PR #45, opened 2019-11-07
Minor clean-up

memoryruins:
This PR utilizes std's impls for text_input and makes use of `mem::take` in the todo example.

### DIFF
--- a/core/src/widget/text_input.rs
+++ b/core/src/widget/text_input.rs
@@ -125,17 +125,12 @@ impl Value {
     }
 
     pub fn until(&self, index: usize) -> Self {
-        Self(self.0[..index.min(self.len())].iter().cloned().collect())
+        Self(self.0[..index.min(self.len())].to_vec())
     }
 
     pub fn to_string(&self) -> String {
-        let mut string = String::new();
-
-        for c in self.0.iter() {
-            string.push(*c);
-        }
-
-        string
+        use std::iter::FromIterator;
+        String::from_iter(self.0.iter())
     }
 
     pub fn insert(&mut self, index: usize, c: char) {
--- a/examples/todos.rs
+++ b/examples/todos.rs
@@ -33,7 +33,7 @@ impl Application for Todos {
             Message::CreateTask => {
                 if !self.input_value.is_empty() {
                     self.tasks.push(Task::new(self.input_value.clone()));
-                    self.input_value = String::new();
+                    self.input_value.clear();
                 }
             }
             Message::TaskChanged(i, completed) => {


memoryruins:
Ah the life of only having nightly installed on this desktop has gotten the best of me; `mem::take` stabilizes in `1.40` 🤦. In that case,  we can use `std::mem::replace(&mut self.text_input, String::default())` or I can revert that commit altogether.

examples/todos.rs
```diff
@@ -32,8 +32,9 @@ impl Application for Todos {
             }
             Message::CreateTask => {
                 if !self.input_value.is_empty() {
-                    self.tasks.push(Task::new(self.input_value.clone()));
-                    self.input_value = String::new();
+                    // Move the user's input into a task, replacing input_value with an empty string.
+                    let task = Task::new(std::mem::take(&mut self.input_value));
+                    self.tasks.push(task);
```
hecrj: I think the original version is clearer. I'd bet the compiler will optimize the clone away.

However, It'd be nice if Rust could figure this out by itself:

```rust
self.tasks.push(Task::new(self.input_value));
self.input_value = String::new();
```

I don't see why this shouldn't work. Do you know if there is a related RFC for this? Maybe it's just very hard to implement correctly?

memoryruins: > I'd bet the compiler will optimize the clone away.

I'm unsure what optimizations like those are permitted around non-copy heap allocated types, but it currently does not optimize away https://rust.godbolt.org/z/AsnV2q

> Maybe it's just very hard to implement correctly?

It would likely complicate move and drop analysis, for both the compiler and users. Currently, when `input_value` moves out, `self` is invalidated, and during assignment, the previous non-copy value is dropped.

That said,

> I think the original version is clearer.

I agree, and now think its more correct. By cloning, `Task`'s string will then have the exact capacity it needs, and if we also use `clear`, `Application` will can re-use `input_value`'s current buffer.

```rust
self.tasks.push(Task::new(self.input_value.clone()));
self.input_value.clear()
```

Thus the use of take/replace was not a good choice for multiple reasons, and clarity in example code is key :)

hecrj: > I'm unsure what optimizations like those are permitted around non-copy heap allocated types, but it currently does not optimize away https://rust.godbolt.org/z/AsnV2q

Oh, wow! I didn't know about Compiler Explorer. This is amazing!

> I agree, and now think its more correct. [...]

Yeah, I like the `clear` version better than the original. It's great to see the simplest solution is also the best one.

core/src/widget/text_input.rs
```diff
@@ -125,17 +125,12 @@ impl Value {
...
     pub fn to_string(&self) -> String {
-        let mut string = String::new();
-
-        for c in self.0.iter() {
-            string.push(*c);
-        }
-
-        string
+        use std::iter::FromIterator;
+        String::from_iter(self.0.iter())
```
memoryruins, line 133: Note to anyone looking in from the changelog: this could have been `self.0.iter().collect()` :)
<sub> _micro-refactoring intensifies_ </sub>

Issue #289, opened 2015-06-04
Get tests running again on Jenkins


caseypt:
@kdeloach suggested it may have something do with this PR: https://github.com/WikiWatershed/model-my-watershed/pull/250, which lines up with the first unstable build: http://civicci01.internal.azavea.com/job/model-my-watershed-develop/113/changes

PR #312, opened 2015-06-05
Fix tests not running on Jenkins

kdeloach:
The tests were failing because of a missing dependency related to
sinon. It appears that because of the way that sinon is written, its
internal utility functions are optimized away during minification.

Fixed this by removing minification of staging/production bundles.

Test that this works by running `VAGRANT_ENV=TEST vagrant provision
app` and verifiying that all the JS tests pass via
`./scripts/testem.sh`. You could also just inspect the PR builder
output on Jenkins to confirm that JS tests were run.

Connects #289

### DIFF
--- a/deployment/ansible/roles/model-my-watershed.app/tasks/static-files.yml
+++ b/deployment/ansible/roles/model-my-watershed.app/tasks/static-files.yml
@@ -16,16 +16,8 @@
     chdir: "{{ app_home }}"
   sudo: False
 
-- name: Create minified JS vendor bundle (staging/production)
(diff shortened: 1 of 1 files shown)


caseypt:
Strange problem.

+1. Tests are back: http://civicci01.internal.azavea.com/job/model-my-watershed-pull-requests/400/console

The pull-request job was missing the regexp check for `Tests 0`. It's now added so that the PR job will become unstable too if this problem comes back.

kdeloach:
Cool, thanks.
────────────────
### WORK ITEM
Retype all of the listing exactly, leaving out no line.

### COMPLETED TASK
PR #45, opened 2019-11-07
Minor clean-up

memoryruins:
This PR utilizes std's impls for text_input and makes use of `mem::take` in the todo example.

### DIFF
--- a/core/src/widget/text_input.rs
+++ b/core/src/widget/text_input.rs
@@ -125,17 +125,12 @@ impl Value {
     }
 
     pub fn until(&self, index: usize) -> Self {
-        Self(self.0[..index.min(self.len())].iter().cloned().collect())
+        Self(self.0[..index.min(self.len())].to_vec())
     }
 
     pub fn to_string(&self) -> String {
-        let mut string = String::new();
-
-        for c in self.0.iter() {
-            string.push(*c);
-        }
-
-        string
+        use std::iter::FromIterator;
+        String::from_iter(self.0.iter())
     }
 
     pub fn insert(&mut self, index: usize, c: char) {
--- a/examples/todos.rs
+++ b/examples/todos.rs
@@ -33,7 +33,7 @@ impl Application for Todos {
             Message::CreateTask => {
                 if !self.input_value.is_empty() {
                     self.tasks.push(Task::new(self.input_value.clone()));
-                    self.input_value = String::new();
+                    self.input_value.clear();
                 }
             }
             Message::TaskChanged(i, completed) => {


memoryruins:
Ah the life of only having nightly installed on this desktop has gotten the best of me; `mem::take` stabilizes in `1.40` 🤦. In that case,  we can use `std::mem::replace(&mut self.text_input, String::default())` or I can revert that commit altogether.

examples/todos.rs
```diff
@@ -32,8 +32,9 @@ impl Application for Todos {
             }
             Message::CreateTask => {
                 if !self.input_value.is_empty() {
-                    self.tasks.push(Task::new(self.input_value.clone()));
-                    self.input_value = String::new();
+                    // Move the user's input into a task, replacing input_value with an empty string.
+                    let task = Task::new(std::mem::take(&mut self.input_value));
+                    self.tasks.push(task);
```
hecrj: I think the original version is clearer. I'd bet the compiler will optimize the clone away.

However, It'd be nice if Rust could figure this out by itself:

```rust
self.tasks.push(Task::new(self.input_value));
self.input_value = String::new();
```

I don't see why this shouldn't work. Do you know if there is a related RFC for this? Maybe it's just very hard to implement correctly?

memoryruins: > I'd bet the compiler will optimize the clone away.

I'm unsure what optimizations like those are permitted around non-copy heap allocated types, but it currently does not optimize away https://rust.godbolt.org/z/AsnV2q

> Maybe it's just very hard to implement correctly?

It would likely complicate move and drop analysis, for both the compiler and users. Currently, when `input_value` moves out, `self` is invalidated, and during assignment, the previous non-copy value is dropped.

That said,

> I think the original version is clearer.

I agree, and now think its more correct. By cloning, `Task`'s string will then have the exact capacity it needs, and if we also use `clear`, `Application` will can re-use `input_value`'s current buffer.

```rust
self.tasks.push(Task::new(self.input_value.clone()));
self.input_value.clear()
```

Thus the use of take/replace was not a good choice for multiple reasons, and clarity in example code is key :)

hecrj: > I'm unsure what optimizations like those are permitted around non-copy heap allocated types, but it currently does not optimize away https://rust.godbolt.org/z/AsnV2q

Oh, wow! I didn't know about Compiler Explorer. This is amazing!

> I agree, and now think its more correct. [...]

Yeah, I like the `clear` version better than the original. It's great to see the simplest solution is also the best one.

core/src/widget/text_input.rs
```diff
@@ -125,17 +125,12 @@ impl Value {
...
     pub fn to_string(&self) -> String {
-        let mut string = String::new();
-
-        for c in self.0.iter() {
-            string.push(*c);
-        }
-
-        string
+        use std::iter::FromIterator;
+        String::from_iter(self.0.iter())
```
memoryruins, line 133: Note to anyone looking in from the changelog: this could have been `self.0.iter().collect()` :)
<sub> _micro-refactoring intensifies_ </sub>

Issue #289, opened 2015-06-04
Get tests running again on Jenkins


caseypt:
@kdeloach suggested it may have something do with this PR: https://github.com/WikiWatershed/model-my-watershed/pull/250, which lines up with the first unstable build: http://civicci01.internal.azavea.com/job/model-my-watershed-develop/113/changes

PR #312, opened 2015-06-05
Fix tests not running on Jenkins

kdeloach:
The tests were failing because of a missing dependency related to
sinon. It appears that because of the way that sinon is written, its
internal utility functions are optimized away during minification.

Fixed this by removing minification of staging/production bundles.

Test that this works by running `VAGRANT_ENV=TEST vagrant provision
app` and verifiying that all the JS tests pass via
`./scripts/testem.sh`. You could also just inspect the PR builder
output on Jenkins to confirm that JS tests were run.

Connects #289

### DIFF
--- a/deployment/ansible/roles/model-my-watershed.app/tasks/static-files.yml
+++ b/deployment/ansible/roles/model-my-watershed.app/tasks/static-files.yml
@@ -16,16 +16,8 @@
     chdir: "{{ app_home }}"
   sudo: False
 
-- name: Create minified JS vendor bundle (staging/production)
(diff shortened: 1 of 1 files shown)


caseypt:
Strange problem.

+1. Tests are back: http://civicci01.internal.azavea.com/job/model-my-watershed-pull-requests/400/console

The pull-request job was missing the regexp check for `Tests 0`. It's now added so that the PR job will become unstable too if this problem comes back.

kdeloach:
Cool, thanks.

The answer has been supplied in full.